(Stored entries)
■ ■ ■ ■
PR #297, opened 2024-05-30
Add AptosConnect

0xmaayan:
- Update SDK to version 1.18.1 to include keyless
- Use AptosConnect plugin version 0.0.11

### DIFF
--- a/apps/nextjs-example/components/transactionFlow/MultiAgent.tsx
+++ b/apps/nextjs-example/components/transactionFlow/MultiAgent.tsx
@@ -2,6 +2,7 @@ import {
   Account,
   AccountAuthenticator,
   AnyRawTransaction,
+  Ed25519Account,
 } from "@aptos-labs/ts-sdk";
 import { useWallet } from "@aptos-labs/wallet-adapter-react";
 
@@ -23,7 +24,7 @@ export default function MultiAgentTransaction({
     useWallet();
 
   const [secondarySignerAccount, setSecondarySignerAccount] =
-    useState<Account>();
+    useState<Ed25519Account>();
   const [transactionToSubmit, setTransactionToSubmit] =
     useState<AnyRawTransaction | null>(null);
   const { setSuccessAlertHash } = useAlert();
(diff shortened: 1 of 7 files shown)


0xmaayan:
getting this error when trying to connect AptosConnect on the adapter demo dapp

https://github.com/aptos-labs/aptos-wallet-adapter/assets/29798064/3aba3404-4672-476f-97db-7ae59b20b559

packages/wallet-adapter-core/src/AIP62StandardWallets/sdkWallets.ts
```diff
@@ -1,10 +1,25 @@
...
+  // a newer version (0.1.0) - this causes type mismatch. We should figure out how to handle it.
+  sdkWallets.push(new TWallet() as any);
+} else {
+  sdkWallets.push(new DevTWallet() as any);
+}
+
+let aptosNetwork = isProd ? Network.MAINNET : Network.TESTNET;
+// Need to check window is defined for AptosConnect
+if (typeof window !== "undefined") {
+  sdkWallets.push(new AptosConnectWallet({ network: aptosNetwork }));
```
hardsetting, line 22: what if the dapp developer wants to use a different config?
e.g. different network, frontendBaseURL or a dappId (to support IC accounts)

Ideally, only if the dapp developer has not registered AptosConnect, then we initialize it as done above.
Might also need to take into consideration race conditions if we have dedupe logic

hardsetting (approved):

apps/nextjs-example/components/transactionFlow/MultiAgent.tsx
```diff
@@ -23,7 +24,7 @@ export default function MultiAgentTransaction({
     useWallet();
 
   const [secondarySignerAccount, setSecondarySignerAccount] =
-    useState<Account>();
+    useState<Ed25519Account>();
```
hardsetting, line 27: Is this change relevant to the PR?

alyssaponzo (approved):

apps/nextjs-example/components/transactionFlow/MultiAgent.tsx
0xmaayan: yes, newest sdk version removed the privateKey from Account

packages/wallet-adapter-core/src/AIP62StandardWallets/sdkWallets.ts
0xmaayan: got it. we can work on it in a next PR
■ ■ ■ ■
Would you set down all of the entries again, word for word?

PR #297, opened 2024-05-30
Add AptosConnect

0xmaayan:
- Update SDK to version 1.18.1 to include keyless
- Use AptosConnect plugin version 0.0.11

### DIFF
--- a/apps/nextjs-example/components/transactionFlow/MultiAgent.tsx
+++ b/apps/nextjs-example/components/transactionFlow/MultiAgent.tsx
@@ -2,6 +2,7 @@ import {
   Account,
   AccountAuthenticator,
   AnyRawTransaction,
+  Ed25519Account,
 } from "@aptos-labs/ts-sdk";
 import { useWallet } from "@aptos-labs/wallet-adapter-react";
 
@@ -23,7 +24,7 @@ export default function MultiAgentTransaction({
     useWallet();
 
   const [secondarySignerAccount, setSecondarySignerAccount] =
-    useState<Account>();
+    useState<Ed25519Account>();
   const [transactionToSubmit, setTransactionToSubmit] =
     useState<AnyRawTransaction | null>(null);
   const { setSuccessAlertHash } = useAlert();
(diff shortened: 1 of 7 files shown)


0xmaayan:
getting this error when trying to connect AptosConnect on the adapter demo dapp

https://github.com/aptos-labs/aptos-wallet-adapter/assets/29798064/3aba3404-4672-476f-97db-7ae59b20b559

packages/wallet-adapter-core/src/AIP62StandardWallets/sdkWallets.ts
```diff
@@ -1,10 +1,25 @@
...
+  // a newer version (0.1.0) - this causes type mismatch. We should figure out how to handle it.
+  sdkWallets.push(new TWallet() as any);
+} else {
+  sdkWallets.push(new DevTWallet() as any);
+}
+
+let aptosNetwork = isProd ? Network.MAINNET : Network.TESTNET;
+// Need to check window is defined for AptosConnect
+if (typeof window !== "undefined") {
+  sdkWallets.push(new AptosConnectWallet({ network: aptosNetwork }));
```
hardsetting, line 22: what if the dapp developer wants to use a different config?
e.g. different network, frontendBaseURL or a dappId (to support IC accounts)

Ideally, only if the dapp developer has not registered AptosConnect, then we initialize it as done above.
Might also need to take into consideration race conditions if we have dedupe logic

hardsetting (approved):

apps/nextjs-example/components/transactionFlow/MultiAgent.tsx
```diff
@@ -23,7 +24,7 @@ export default function MultiAgentTransaction({
     useWallet();
 
   const [secondarySignerAccount, setSecondarySignerAccount] =
-    useState<Account>();
+    useState<Ed25519Account>();
```
hardsetting, line 27: Is this change relevant to the PR?

alyssaponzo (approved):

apps/nextjs-example/components/transactionFlow/MultiAgent.tsx
0xmaayan: yes, newest sdk version removed the privateKey from Account

packages/wallet-adapter-core/src/AIP62StandardWallets/sdkWallets.ts
0xmaayan: got it. we can work on it in a next PR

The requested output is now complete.